* **What to do**
Go through the records and report each line holding the string "addEventListener".

* **Data section**
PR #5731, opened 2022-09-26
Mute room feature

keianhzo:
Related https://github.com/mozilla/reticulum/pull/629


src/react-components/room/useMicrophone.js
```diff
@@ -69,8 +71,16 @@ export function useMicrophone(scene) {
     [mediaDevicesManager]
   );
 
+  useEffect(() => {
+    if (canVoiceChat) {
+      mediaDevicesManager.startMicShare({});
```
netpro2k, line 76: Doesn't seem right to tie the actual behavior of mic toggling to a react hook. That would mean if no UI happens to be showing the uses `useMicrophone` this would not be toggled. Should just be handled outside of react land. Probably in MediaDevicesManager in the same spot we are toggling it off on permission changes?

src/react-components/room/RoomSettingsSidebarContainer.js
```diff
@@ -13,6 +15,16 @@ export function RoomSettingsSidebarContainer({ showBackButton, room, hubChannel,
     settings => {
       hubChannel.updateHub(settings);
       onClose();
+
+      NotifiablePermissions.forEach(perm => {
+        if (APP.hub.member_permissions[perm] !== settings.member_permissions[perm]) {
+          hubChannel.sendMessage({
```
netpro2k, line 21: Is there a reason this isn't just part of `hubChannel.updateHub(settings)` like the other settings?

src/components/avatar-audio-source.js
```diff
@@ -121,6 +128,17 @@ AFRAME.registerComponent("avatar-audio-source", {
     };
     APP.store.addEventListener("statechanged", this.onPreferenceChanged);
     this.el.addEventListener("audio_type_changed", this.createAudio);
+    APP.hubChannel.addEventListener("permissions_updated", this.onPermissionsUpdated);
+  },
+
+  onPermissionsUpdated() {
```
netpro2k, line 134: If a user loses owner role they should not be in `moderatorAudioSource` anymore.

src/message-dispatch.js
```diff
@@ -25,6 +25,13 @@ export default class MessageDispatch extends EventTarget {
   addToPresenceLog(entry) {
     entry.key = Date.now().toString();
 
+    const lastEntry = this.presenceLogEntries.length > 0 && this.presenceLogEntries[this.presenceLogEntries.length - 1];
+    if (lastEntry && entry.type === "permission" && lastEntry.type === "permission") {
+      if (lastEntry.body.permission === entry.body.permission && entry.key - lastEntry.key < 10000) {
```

* **Result for this exercise**
     APP.store.addEventListener("statechanged", this.onPreferenceChanged);
     this.el.addEventListener("audio_type_changed", this.createAudio);
+    APP.hubChannel.addEventListener("permissions_updated", this.onPermissionsUpdated);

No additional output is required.